* _What the task requires_: Once you reach the line containing "0.0405 (constant) |" in the entries below, write out that line and each one after it down to the line containing "machine precision as", exactly and with nothing added.

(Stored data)
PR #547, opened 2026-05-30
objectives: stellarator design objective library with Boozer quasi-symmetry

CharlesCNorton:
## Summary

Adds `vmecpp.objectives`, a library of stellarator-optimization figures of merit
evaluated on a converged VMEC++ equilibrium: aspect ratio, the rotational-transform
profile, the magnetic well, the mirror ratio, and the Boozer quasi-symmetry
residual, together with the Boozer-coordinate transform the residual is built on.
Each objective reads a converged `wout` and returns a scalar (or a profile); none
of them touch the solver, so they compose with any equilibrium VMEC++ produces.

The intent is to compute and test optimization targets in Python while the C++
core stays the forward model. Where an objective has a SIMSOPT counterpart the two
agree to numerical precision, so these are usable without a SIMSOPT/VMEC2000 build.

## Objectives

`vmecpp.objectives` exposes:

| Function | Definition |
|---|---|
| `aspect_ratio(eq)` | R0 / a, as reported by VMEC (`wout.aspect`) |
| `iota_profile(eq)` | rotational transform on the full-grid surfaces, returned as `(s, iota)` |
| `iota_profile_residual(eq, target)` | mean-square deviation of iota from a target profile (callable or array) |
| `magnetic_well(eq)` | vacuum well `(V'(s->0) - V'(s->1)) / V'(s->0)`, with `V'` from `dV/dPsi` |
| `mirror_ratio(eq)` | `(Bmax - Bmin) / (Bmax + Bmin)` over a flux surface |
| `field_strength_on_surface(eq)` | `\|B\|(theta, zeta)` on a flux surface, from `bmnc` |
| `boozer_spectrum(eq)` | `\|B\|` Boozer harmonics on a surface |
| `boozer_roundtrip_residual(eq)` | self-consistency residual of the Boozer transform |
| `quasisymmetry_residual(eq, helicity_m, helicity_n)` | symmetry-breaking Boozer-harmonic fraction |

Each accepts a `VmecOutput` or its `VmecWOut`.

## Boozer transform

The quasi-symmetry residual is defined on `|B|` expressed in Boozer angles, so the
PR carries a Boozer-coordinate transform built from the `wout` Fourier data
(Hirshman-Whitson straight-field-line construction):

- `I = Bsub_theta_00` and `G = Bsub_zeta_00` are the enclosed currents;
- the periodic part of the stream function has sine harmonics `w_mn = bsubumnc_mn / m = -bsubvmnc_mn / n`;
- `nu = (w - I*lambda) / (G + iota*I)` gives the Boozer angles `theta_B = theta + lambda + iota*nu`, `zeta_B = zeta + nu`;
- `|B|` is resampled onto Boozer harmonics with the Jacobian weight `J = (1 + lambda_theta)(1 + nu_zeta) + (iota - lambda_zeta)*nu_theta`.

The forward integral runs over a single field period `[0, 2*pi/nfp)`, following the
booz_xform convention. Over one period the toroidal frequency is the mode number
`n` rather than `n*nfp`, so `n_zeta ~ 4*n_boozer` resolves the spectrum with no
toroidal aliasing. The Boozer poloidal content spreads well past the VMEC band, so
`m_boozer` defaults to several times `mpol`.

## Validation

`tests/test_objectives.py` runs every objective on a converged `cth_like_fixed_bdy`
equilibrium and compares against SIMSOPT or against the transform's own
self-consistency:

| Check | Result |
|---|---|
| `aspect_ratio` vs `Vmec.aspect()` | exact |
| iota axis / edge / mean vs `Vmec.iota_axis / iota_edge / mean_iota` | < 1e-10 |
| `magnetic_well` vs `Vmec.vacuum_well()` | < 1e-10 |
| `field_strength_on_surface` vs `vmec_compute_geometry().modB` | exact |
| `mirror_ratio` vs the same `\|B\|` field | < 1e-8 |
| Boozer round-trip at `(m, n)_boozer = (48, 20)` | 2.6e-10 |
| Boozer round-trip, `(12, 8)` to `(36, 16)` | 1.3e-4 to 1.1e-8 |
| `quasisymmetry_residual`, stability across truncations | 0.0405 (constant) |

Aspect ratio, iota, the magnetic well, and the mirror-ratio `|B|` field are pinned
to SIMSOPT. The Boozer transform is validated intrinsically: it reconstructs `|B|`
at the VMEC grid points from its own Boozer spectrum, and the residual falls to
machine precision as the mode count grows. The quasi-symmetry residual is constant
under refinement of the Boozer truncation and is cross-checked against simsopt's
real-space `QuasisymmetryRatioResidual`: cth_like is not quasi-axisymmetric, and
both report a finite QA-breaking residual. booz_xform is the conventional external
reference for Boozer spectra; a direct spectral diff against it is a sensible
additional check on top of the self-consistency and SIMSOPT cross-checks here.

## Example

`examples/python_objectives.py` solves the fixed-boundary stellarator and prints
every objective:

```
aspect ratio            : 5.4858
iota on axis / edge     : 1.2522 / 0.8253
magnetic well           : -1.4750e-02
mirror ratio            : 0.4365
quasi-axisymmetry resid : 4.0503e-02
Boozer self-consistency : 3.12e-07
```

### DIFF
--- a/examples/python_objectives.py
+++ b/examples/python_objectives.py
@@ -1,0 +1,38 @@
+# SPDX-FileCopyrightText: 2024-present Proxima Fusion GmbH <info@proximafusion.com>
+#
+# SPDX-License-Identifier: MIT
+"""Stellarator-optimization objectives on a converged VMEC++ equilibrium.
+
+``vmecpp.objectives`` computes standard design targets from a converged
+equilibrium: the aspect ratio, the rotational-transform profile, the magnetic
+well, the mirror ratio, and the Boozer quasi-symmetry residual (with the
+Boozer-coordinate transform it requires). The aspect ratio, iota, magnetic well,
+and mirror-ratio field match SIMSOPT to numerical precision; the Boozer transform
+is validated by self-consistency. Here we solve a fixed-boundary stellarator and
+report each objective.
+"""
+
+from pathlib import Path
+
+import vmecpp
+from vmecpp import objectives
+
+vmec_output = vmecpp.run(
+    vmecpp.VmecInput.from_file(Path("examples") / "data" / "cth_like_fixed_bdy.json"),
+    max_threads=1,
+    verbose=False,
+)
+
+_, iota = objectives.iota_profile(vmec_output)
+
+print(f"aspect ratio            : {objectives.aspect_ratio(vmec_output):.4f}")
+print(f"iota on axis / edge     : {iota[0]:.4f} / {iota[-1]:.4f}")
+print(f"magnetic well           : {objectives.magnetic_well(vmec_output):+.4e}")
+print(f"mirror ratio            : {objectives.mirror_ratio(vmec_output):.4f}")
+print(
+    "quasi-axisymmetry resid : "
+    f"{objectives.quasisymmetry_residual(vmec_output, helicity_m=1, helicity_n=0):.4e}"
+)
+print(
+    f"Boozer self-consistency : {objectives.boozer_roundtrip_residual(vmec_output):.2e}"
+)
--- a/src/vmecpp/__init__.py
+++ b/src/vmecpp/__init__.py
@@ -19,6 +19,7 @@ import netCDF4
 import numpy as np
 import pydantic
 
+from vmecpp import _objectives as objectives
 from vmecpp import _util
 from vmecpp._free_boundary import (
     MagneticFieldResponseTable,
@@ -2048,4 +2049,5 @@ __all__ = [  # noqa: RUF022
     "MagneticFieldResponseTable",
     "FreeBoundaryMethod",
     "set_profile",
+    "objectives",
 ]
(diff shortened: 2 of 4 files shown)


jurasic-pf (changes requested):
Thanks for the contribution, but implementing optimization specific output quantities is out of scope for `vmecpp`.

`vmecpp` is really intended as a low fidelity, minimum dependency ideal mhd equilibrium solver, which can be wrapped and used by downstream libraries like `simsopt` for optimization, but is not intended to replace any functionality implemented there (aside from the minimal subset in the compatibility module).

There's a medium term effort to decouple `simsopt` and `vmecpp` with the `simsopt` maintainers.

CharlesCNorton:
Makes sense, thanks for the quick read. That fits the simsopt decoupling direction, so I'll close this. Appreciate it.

* * *

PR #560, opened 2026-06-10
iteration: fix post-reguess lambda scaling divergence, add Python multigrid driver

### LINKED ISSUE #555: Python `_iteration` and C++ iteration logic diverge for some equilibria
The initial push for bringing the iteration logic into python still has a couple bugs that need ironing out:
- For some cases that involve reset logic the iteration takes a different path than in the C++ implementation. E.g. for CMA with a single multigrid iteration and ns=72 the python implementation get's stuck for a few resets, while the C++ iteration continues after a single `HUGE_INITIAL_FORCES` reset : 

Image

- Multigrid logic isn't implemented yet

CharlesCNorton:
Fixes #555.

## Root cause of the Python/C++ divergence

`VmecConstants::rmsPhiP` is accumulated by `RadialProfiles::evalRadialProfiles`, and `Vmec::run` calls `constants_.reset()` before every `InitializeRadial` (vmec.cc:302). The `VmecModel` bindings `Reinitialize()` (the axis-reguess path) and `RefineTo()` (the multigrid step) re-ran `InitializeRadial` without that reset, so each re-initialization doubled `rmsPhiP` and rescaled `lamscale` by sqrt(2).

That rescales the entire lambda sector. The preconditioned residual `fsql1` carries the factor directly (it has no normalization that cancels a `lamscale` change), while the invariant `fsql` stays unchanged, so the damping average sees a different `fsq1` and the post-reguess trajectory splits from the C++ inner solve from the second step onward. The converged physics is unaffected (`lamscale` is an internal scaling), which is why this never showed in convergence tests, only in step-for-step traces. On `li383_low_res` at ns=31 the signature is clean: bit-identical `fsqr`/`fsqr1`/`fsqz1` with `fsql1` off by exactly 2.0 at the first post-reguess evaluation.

* _Answer to this exercise_:
| `quasisymmetry_residual`, stability across truncations | 0.0405 (constant) |

Aspect ratio, iota, the magnetic well, and the mirror-ratio `|B|` field are pinned
to SIMSOPT. The Boozer transform is validated intrinsically: it reconstructs `|B|`
at the VMEC grid points from its own Boozer spectrum, and the residual falls to
machine precision as the mode count grows. The quasi-symmetry residual is constant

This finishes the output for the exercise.